====== PROVIDED DATA ======
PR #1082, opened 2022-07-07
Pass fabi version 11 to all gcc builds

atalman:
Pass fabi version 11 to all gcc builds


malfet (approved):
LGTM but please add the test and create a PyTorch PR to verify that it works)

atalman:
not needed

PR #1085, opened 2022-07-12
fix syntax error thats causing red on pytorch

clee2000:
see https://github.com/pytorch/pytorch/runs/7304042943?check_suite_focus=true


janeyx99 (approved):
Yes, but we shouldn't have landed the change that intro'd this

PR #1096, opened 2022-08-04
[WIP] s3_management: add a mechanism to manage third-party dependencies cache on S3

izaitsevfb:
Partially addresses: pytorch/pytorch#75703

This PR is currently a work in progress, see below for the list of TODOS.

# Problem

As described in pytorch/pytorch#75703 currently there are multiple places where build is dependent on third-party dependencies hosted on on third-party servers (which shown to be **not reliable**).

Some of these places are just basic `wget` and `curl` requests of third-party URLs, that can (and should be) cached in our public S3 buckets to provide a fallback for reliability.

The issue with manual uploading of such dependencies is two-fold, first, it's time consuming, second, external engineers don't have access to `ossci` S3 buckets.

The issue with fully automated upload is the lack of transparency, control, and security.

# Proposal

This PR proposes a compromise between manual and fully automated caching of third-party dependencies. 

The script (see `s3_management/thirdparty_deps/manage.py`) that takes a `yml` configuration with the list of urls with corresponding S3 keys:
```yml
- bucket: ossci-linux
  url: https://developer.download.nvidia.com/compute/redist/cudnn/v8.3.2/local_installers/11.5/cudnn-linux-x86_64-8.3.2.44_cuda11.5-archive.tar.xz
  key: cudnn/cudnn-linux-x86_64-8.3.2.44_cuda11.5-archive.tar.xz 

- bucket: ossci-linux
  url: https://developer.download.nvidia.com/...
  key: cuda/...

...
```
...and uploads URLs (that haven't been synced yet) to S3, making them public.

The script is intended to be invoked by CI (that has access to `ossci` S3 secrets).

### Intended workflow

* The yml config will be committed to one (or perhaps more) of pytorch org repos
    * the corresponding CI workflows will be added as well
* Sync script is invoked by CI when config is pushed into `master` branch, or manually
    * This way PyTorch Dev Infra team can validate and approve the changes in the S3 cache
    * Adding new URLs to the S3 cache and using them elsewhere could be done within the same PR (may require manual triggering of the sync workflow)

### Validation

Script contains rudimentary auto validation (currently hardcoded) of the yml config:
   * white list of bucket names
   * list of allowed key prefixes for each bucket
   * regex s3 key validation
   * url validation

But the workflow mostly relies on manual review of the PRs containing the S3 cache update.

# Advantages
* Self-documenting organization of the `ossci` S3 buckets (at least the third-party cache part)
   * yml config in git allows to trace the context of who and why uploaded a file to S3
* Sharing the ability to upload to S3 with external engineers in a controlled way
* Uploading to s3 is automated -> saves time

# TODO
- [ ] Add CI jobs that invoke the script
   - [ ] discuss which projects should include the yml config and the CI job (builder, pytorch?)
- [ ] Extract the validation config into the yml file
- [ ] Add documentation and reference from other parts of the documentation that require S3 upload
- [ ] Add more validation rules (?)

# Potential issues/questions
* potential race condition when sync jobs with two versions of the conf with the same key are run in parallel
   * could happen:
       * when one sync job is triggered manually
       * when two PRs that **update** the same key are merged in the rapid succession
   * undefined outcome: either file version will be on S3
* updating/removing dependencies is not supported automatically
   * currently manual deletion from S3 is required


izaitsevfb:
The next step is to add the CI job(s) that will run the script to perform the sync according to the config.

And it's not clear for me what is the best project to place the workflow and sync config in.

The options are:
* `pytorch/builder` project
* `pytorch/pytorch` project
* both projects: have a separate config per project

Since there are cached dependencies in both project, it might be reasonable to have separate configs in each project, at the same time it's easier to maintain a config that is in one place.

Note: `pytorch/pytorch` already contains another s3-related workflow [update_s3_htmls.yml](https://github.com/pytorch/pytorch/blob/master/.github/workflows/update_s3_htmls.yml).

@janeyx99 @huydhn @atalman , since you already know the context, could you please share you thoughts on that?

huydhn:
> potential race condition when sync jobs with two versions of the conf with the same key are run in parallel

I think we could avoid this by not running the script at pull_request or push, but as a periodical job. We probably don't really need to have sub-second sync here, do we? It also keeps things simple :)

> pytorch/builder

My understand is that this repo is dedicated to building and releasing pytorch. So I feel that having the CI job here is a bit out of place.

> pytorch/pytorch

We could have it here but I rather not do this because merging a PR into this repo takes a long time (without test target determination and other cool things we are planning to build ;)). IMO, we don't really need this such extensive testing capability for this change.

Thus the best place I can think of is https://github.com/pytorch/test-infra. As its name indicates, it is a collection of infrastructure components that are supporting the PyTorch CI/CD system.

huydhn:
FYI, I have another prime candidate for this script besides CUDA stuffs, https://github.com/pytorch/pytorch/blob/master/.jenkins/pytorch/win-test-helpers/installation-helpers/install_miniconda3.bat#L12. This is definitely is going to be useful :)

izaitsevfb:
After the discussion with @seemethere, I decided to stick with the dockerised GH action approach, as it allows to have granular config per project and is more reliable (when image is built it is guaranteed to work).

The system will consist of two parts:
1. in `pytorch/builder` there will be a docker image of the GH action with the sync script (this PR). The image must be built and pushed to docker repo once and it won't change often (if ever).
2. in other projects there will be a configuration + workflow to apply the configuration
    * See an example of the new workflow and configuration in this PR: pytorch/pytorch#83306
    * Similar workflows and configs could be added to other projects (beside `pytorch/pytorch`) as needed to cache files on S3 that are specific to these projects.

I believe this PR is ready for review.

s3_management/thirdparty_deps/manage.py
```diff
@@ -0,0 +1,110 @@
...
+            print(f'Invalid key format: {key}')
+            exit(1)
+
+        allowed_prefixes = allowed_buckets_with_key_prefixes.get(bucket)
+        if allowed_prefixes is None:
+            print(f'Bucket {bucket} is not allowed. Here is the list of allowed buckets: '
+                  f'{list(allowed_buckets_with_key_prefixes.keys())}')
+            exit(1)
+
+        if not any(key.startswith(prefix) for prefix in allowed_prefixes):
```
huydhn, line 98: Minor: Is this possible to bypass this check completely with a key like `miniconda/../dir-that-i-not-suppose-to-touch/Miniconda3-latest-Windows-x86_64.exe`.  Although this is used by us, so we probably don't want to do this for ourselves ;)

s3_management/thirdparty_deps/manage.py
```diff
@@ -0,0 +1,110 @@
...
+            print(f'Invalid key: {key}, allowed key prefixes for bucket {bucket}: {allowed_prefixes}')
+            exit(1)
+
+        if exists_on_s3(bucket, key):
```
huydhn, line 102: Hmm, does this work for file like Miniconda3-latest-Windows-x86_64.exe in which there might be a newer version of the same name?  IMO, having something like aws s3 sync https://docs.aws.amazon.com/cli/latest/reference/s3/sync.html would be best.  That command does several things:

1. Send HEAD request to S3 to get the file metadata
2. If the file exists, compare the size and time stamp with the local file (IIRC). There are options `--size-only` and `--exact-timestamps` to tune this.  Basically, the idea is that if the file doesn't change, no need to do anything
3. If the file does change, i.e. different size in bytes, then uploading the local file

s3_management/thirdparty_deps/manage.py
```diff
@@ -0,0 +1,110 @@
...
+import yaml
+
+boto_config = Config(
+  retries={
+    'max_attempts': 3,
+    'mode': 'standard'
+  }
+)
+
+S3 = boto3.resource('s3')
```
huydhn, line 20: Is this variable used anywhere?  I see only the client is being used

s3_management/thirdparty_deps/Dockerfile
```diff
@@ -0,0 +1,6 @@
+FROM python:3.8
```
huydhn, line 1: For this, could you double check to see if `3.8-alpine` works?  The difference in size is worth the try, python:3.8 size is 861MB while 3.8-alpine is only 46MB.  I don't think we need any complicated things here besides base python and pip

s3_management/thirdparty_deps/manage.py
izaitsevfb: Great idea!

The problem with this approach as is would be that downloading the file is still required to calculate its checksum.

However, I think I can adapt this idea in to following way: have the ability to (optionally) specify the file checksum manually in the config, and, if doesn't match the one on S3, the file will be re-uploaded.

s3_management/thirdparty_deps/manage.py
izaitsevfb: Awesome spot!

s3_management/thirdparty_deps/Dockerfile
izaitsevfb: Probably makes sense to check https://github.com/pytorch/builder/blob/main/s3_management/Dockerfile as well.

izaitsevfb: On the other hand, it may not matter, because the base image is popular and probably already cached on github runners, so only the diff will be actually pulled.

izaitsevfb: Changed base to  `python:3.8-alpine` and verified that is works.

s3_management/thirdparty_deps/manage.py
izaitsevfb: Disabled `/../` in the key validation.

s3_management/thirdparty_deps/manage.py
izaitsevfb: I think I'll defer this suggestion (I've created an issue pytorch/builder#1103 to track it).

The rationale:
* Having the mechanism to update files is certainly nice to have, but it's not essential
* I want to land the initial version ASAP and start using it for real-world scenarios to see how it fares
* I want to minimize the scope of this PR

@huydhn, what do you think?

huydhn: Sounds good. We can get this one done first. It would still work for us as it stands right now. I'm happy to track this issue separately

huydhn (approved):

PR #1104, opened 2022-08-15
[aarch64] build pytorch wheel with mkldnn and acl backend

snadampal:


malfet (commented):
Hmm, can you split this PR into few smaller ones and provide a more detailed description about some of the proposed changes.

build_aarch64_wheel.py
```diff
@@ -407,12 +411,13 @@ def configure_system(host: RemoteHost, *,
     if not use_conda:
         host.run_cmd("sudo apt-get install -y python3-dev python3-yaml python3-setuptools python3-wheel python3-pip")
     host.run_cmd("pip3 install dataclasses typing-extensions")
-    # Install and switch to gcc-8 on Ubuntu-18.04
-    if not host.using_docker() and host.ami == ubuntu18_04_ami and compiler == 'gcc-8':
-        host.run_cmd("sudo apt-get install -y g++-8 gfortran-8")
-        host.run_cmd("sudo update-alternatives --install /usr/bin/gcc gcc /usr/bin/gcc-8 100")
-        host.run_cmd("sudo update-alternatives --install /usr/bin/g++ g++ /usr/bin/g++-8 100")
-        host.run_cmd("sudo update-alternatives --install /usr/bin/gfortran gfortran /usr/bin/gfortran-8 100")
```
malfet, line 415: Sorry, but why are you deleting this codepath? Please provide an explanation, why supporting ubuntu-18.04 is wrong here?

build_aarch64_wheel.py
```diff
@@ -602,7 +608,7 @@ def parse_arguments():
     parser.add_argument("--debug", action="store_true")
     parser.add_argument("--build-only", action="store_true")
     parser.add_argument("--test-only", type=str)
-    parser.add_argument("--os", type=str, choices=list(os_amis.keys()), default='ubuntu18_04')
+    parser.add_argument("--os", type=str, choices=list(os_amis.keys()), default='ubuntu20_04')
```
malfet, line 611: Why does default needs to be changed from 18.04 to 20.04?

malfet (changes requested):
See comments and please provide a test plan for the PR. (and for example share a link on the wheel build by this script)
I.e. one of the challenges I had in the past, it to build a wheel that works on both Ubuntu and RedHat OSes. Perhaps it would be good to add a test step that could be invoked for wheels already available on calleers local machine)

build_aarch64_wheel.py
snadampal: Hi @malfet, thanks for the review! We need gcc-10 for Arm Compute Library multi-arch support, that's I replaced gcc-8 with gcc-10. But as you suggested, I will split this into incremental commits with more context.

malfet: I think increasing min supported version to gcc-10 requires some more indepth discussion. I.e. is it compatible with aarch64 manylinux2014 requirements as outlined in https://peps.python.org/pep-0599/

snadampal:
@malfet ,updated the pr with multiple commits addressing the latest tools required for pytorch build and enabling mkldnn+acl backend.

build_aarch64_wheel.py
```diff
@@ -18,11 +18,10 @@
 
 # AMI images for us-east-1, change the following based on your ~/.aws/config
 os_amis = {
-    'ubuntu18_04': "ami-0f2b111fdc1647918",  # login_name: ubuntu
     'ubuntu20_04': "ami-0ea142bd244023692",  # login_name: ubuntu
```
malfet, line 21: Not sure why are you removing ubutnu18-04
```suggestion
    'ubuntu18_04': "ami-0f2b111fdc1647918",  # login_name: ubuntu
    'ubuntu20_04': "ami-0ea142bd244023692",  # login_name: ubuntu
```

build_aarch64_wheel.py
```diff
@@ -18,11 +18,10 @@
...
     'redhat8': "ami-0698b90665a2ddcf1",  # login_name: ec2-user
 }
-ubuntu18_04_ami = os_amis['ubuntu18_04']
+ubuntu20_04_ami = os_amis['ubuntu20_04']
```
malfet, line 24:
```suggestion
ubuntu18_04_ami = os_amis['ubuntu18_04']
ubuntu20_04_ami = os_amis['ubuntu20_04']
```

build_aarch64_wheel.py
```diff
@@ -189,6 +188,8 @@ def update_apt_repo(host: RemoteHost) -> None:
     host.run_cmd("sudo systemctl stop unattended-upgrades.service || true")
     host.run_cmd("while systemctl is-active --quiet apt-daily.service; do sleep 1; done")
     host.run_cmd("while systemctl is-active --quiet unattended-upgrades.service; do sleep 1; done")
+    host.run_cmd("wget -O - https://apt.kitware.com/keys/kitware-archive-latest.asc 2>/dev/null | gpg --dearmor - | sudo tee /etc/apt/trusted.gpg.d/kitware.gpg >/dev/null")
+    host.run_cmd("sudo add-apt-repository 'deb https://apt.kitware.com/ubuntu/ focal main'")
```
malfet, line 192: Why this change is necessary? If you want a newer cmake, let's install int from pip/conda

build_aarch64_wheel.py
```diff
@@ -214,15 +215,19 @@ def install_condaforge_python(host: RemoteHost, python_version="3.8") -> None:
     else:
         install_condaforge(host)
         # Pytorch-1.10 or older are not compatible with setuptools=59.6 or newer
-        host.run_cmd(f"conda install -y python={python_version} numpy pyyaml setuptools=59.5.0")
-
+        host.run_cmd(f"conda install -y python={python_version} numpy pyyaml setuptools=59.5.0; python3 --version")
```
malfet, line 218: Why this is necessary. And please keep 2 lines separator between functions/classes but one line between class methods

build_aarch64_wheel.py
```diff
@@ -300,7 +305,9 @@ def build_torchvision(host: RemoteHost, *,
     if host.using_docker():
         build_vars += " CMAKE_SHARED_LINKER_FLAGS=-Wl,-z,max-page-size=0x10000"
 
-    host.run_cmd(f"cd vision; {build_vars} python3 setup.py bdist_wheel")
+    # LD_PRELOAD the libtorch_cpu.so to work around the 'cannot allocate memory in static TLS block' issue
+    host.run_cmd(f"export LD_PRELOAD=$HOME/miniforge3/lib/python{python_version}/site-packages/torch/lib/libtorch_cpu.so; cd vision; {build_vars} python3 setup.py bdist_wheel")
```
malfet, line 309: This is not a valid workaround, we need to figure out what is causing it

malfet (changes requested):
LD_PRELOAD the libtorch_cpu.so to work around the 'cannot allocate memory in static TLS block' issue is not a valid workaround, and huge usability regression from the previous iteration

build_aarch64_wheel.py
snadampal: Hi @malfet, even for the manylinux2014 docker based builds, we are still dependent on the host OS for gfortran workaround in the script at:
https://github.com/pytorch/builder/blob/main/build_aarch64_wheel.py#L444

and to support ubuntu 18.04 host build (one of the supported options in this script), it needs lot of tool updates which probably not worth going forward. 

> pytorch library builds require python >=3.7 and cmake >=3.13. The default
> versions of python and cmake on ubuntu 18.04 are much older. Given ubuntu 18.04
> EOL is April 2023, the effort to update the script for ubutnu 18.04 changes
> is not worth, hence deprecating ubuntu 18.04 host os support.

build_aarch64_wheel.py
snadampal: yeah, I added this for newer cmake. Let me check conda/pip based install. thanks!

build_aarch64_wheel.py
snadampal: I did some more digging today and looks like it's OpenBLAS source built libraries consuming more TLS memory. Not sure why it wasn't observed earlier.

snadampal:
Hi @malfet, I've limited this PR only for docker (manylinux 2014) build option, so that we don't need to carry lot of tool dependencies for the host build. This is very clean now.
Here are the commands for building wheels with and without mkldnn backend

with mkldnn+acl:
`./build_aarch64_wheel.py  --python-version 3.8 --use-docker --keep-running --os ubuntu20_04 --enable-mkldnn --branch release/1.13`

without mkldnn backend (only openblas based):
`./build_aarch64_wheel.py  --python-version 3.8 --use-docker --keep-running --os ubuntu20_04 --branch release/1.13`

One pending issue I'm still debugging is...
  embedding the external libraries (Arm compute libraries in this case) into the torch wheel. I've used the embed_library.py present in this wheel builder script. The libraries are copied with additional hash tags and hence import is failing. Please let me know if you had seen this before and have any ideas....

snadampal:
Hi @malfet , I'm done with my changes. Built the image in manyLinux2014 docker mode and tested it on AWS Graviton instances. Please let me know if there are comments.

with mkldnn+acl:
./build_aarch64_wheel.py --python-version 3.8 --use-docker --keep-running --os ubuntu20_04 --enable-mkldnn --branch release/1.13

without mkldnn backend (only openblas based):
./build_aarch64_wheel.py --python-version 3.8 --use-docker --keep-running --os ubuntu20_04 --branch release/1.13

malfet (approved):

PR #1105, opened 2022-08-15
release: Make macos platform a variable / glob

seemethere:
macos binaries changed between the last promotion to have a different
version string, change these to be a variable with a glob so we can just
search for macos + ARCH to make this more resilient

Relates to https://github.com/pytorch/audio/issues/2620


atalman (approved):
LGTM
======
AIM OF THE TASK:
Search each line of the listing for the word "removing", then state how many lines contain it and nothing else.

REPLY:
2